* **Exercise goal**:
What lines in this listing contain the string "would"? Report each one by copying it.

* **Available data**:

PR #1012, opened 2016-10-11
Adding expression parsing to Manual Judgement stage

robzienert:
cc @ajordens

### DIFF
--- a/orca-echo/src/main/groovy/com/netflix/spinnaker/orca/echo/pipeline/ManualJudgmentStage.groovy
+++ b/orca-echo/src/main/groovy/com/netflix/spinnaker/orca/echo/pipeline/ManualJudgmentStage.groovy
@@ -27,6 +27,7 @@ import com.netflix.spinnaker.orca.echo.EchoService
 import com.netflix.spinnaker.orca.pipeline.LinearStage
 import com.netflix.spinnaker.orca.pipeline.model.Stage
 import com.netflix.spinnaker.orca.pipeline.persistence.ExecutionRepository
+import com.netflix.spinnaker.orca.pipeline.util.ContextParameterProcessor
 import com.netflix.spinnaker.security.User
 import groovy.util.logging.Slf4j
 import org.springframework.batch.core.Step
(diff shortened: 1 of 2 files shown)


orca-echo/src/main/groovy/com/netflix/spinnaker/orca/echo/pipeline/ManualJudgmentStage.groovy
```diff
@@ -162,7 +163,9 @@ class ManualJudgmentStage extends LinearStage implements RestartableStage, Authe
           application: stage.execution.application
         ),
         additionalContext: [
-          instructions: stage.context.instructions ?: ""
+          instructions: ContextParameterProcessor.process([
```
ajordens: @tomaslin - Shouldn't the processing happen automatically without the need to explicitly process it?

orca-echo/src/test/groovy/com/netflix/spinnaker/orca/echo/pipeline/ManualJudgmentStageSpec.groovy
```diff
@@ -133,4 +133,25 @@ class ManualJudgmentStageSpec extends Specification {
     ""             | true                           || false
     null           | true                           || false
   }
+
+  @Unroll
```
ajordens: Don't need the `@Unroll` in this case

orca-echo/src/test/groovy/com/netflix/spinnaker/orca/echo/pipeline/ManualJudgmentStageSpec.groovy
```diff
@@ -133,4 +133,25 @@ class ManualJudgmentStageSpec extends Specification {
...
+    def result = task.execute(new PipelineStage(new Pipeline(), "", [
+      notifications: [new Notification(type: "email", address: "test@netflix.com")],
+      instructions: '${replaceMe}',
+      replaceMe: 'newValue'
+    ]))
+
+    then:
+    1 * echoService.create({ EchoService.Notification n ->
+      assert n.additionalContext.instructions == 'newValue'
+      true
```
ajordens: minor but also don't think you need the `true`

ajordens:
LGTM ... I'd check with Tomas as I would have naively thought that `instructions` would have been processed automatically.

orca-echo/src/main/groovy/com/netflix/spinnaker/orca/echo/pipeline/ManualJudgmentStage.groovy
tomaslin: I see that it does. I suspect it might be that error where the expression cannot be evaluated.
==
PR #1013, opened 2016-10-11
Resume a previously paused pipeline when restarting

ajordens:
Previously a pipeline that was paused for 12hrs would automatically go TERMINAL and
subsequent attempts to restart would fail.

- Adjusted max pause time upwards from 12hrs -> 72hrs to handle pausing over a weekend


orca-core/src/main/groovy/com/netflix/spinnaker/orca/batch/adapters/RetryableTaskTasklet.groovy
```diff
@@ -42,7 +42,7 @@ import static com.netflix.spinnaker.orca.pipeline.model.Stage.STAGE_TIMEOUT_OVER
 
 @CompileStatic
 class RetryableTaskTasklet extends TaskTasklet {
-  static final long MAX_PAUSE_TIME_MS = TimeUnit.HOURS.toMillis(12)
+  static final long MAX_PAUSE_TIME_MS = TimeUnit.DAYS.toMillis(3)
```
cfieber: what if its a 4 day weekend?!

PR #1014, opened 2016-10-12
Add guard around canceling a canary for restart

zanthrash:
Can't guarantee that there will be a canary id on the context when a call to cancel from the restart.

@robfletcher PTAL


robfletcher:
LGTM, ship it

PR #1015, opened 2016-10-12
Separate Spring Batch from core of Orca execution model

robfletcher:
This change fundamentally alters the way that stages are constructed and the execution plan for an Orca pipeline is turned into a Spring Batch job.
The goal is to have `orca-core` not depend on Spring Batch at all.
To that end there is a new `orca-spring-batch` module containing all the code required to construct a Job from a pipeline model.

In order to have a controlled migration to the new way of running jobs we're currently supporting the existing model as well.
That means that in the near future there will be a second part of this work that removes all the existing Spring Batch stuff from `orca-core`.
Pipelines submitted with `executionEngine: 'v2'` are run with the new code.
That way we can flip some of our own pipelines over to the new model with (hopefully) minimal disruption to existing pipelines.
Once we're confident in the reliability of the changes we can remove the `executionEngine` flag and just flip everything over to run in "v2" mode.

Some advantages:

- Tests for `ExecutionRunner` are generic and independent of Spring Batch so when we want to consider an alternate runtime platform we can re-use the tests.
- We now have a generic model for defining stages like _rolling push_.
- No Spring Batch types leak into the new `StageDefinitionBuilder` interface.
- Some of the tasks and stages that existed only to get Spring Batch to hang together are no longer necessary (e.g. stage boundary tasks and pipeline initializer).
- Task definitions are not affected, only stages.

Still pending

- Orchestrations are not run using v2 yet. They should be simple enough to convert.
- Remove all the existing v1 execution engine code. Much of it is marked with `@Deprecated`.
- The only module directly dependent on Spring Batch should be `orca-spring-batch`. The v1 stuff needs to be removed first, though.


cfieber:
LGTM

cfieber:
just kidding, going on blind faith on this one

* **Reply**:
LGTM ... I'd check with Tomas as I would have naively thought that `instructions` would have been processed automatically.
Previously a pipeline that was paused for 12hrs would automatically go TERMINAL and
subsequent attempts to restart would fail.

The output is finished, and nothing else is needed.